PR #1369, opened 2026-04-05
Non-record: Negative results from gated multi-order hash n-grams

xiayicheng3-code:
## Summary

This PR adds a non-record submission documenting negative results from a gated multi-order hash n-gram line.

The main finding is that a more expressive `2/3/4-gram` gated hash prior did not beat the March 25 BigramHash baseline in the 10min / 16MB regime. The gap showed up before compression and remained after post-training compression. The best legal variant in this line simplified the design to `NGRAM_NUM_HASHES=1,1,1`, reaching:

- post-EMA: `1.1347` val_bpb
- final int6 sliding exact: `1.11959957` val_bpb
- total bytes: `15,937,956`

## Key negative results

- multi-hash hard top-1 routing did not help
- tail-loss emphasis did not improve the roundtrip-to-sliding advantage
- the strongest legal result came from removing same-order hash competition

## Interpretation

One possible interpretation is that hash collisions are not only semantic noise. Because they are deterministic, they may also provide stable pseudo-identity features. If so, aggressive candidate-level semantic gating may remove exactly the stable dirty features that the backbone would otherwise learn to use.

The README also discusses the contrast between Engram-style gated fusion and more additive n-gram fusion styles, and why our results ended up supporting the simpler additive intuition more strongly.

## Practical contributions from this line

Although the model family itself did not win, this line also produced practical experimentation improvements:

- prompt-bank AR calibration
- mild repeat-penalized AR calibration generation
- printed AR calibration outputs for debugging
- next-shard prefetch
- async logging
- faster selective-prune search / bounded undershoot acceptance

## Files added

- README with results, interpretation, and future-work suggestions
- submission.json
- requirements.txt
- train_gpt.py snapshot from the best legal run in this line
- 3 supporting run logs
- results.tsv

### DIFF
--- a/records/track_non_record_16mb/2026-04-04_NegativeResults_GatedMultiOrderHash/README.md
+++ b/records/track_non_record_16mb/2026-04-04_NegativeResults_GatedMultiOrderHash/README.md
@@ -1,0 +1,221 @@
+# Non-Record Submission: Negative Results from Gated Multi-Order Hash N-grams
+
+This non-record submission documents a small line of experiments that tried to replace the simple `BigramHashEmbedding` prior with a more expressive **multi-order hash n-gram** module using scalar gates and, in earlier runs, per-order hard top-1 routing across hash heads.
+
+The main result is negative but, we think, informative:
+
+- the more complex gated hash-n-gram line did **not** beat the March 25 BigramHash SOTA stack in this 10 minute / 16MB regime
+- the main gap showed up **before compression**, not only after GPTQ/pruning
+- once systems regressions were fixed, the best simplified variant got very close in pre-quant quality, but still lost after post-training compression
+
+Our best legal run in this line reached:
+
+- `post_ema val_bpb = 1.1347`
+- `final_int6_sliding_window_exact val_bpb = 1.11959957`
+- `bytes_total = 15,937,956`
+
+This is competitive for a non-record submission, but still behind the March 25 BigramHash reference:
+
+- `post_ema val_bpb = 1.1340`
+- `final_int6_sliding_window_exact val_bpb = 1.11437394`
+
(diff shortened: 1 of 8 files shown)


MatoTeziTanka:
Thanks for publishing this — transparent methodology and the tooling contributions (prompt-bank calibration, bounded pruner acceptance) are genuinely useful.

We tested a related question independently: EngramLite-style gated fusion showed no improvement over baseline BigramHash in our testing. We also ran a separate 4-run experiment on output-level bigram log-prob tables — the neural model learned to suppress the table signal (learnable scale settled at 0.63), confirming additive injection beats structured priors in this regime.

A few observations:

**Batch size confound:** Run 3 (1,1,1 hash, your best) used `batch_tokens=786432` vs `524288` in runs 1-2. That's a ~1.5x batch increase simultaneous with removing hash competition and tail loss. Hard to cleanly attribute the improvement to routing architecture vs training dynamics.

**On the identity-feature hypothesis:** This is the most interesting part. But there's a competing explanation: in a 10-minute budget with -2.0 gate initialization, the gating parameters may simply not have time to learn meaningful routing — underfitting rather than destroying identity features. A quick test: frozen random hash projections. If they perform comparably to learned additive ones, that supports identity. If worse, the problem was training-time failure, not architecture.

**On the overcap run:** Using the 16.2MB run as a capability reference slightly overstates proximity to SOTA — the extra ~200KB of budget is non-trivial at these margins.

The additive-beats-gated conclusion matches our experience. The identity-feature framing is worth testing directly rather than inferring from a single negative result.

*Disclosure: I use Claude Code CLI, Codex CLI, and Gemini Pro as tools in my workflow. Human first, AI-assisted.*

* * *

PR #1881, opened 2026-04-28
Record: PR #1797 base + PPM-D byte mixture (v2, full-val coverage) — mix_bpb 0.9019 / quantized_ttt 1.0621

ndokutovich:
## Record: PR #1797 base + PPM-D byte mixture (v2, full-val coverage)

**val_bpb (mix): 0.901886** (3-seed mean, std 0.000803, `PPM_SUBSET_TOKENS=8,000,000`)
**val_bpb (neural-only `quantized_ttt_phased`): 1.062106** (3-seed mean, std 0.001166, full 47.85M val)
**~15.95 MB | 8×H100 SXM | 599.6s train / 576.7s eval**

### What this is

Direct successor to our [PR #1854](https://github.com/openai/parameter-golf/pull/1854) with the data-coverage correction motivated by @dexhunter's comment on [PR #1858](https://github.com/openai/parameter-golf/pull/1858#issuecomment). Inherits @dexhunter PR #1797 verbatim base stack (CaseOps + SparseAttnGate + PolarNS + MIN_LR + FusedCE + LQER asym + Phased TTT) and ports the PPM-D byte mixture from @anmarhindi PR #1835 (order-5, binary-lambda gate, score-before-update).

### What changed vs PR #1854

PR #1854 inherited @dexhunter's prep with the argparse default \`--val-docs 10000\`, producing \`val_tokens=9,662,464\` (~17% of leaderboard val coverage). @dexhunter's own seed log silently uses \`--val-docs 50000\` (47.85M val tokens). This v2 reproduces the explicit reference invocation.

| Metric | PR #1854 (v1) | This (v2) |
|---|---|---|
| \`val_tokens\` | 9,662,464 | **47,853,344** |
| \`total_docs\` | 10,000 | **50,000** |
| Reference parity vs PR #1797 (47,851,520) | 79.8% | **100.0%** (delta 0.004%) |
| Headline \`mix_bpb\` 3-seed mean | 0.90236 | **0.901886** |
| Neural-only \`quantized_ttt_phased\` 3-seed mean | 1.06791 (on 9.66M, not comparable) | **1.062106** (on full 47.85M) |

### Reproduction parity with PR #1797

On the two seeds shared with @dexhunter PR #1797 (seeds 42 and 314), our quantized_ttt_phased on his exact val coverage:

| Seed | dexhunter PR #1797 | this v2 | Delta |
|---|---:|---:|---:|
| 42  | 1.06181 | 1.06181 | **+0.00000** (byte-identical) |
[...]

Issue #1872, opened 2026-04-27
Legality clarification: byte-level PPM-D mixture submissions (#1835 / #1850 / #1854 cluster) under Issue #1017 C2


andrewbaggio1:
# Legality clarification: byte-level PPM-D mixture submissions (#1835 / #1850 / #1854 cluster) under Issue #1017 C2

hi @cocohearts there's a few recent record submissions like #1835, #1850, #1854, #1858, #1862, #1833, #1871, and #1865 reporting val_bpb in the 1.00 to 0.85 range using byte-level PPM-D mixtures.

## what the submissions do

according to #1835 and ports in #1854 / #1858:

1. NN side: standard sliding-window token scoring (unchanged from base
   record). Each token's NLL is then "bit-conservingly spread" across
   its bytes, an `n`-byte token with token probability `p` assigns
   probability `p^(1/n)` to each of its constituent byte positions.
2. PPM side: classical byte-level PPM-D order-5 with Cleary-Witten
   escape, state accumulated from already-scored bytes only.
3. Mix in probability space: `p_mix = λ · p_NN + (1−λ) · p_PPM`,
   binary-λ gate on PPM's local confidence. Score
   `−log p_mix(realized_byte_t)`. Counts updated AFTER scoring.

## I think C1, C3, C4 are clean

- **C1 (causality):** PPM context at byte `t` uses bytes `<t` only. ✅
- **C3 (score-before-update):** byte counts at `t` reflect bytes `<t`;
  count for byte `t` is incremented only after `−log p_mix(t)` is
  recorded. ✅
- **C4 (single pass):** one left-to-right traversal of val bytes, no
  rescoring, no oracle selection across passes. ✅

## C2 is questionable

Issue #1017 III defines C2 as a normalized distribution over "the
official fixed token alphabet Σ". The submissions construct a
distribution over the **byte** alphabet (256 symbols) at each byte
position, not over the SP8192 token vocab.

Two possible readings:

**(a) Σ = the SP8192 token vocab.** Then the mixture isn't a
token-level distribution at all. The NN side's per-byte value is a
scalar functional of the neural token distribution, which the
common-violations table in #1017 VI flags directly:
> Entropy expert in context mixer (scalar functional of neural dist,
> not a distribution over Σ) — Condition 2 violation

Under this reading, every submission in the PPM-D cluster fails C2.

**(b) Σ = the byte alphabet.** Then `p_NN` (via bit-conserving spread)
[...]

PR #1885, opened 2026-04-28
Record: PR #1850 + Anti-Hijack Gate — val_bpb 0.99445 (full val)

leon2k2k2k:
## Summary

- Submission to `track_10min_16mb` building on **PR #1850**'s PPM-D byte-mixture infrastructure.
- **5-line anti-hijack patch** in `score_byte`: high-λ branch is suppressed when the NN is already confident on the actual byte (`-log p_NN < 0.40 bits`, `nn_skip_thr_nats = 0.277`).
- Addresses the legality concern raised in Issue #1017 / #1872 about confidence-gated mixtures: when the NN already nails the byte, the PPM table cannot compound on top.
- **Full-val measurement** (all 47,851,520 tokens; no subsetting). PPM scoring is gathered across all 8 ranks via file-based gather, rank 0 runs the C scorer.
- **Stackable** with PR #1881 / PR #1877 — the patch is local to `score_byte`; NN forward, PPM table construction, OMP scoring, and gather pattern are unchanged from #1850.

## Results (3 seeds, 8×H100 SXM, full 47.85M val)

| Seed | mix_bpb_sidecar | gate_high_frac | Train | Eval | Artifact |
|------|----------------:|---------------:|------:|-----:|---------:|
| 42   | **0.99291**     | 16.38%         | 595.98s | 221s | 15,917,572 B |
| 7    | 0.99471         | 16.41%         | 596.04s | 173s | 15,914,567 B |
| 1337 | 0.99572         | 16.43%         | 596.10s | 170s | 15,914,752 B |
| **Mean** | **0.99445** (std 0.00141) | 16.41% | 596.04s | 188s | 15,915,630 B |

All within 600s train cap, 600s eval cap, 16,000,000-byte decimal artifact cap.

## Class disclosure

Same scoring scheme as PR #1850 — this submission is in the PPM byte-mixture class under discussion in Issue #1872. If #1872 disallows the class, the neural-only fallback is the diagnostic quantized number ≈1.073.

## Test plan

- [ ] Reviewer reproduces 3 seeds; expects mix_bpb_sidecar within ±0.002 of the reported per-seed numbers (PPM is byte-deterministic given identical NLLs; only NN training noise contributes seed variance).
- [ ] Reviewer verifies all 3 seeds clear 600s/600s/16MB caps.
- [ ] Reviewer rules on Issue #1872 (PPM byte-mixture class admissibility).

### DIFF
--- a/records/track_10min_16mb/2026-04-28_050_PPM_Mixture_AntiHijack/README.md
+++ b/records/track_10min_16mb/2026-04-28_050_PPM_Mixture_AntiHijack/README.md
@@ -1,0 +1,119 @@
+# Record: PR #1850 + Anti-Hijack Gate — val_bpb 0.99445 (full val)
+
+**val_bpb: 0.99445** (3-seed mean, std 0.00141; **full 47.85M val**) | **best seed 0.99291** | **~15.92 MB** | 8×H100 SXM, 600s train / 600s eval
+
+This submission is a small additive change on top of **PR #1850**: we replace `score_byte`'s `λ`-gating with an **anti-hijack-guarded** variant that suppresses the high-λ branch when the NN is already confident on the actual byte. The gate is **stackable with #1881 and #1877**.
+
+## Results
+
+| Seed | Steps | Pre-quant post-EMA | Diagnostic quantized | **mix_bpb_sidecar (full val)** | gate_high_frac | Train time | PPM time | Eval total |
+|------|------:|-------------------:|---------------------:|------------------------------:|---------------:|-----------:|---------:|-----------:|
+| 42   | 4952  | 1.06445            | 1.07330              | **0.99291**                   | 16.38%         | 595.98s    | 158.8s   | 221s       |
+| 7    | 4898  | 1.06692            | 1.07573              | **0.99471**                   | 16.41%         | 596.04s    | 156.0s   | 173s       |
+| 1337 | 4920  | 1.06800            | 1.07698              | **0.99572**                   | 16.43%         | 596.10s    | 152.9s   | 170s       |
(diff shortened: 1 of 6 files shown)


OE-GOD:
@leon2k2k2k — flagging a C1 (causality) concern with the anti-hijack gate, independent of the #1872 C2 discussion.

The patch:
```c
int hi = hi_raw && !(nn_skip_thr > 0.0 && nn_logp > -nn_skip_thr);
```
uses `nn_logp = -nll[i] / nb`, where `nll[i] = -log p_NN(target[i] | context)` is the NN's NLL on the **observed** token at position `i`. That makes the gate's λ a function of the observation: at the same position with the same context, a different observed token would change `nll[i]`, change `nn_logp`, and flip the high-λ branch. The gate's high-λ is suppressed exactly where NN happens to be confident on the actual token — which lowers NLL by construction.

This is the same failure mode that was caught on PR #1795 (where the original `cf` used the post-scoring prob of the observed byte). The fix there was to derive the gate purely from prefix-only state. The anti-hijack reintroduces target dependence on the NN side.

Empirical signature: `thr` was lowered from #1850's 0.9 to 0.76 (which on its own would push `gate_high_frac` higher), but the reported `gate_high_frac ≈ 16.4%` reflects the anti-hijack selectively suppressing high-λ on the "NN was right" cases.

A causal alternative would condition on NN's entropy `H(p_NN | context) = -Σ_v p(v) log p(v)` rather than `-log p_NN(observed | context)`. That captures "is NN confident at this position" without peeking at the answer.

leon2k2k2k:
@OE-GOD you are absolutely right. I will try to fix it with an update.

* * *

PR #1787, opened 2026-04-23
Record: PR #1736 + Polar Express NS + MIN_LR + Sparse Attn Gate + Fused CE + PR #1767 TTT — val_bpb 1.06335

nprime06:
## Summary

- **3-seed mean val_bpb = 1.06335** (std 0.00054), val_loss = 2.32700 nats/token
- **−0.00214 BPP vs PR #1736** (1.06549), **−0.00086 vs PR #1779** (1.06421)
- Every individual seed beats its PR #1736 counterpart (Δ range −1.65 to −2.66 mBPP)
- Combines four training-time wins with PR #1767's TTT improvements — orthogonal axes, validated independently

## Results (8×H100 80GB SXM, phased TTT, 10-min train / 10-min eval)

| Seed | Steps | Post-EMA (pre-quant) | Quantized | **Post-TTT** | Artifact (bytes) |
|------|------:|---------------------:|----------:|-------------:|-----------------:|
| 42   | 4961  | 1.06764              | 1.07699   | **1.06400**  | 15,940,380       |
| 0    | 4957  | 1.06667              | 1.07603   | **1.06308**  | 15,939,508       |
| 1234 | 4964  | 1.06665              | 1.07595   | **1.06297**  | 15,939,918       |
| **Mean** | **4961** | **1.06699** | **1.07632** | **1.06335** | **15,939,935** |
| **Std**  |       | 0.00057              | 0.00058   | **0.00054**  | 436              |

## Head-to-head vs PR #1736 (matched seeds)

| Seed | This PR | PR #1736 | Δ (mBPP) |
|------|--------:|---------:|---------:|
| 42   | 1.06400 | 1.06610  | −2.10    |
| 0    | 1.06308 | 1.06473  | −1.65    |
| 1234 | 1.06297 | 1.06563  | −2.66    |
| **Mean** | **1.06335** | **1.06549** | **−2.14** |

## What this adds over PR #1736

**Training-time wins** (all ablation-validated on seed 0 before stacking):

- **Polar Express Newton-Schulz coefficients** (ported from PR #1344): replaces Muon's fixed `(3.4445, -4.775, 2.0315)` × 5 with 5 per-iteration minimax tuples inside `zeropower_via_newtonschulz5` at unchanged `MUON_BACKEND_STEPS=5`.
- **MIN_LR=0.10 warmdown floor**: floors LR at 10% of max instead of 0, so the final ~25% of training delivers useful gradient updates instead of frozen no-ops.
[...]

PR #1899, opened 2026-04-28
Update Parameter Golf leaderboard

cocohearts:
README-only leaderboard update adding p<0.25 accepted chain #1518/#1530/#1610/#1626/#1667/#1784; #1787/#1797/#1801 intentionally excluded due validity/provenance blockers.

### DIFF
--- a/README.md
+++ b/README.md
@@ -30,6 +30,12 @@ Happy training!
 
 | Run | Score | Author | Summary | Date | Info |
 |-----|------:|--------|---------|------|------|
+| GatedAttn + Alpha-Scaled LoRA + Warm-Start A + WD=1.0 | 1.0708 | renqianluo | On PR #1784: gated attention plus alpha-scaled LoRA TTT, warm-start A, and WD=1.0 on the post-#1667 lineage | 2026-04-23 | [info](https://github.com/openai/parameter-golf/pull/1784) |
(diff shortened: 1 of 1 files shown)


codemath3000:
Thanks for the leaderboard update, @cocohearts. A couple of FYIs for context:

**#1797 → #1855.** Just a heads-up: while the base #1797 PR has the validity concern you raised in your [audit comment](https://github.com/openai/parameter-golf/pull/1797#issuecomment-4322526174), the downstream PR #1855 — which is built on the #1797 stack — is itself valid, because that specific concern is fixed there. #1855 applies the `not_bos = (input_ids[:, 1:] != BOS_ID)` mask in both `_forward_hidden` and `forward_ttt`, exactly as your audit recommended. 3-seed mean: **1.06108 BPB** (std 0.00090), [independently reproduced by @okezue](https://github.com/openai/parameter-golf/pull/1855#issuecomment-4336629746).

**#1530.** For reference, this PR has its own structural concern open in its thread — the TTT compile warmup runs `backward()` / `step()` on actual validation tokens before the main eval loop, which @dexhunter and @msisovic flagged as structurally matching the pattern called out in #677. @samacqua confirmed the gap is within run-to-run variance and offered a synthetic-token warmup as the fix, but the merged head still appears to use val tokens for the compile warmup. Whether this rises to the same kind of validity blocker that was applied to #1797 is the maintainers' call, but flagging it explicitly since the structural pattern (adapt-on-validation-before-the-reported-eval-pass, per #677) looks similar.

▶ **Work required**
Please copy the lines in the records above between the one holding "PR #1369, opened 2026-04-05" and the one holding "This PR adds", inclusive, exactly and with no other line.

▶ **Reply to the exercise**
PR #1369, opened 2026-04-05
Non-record: Negative results from gated multi-order hash n-grams

xiayicheng3-code:
## Summary

This PR adds a non-record submission documenting negative results from a gated multi-order hash n-gram line.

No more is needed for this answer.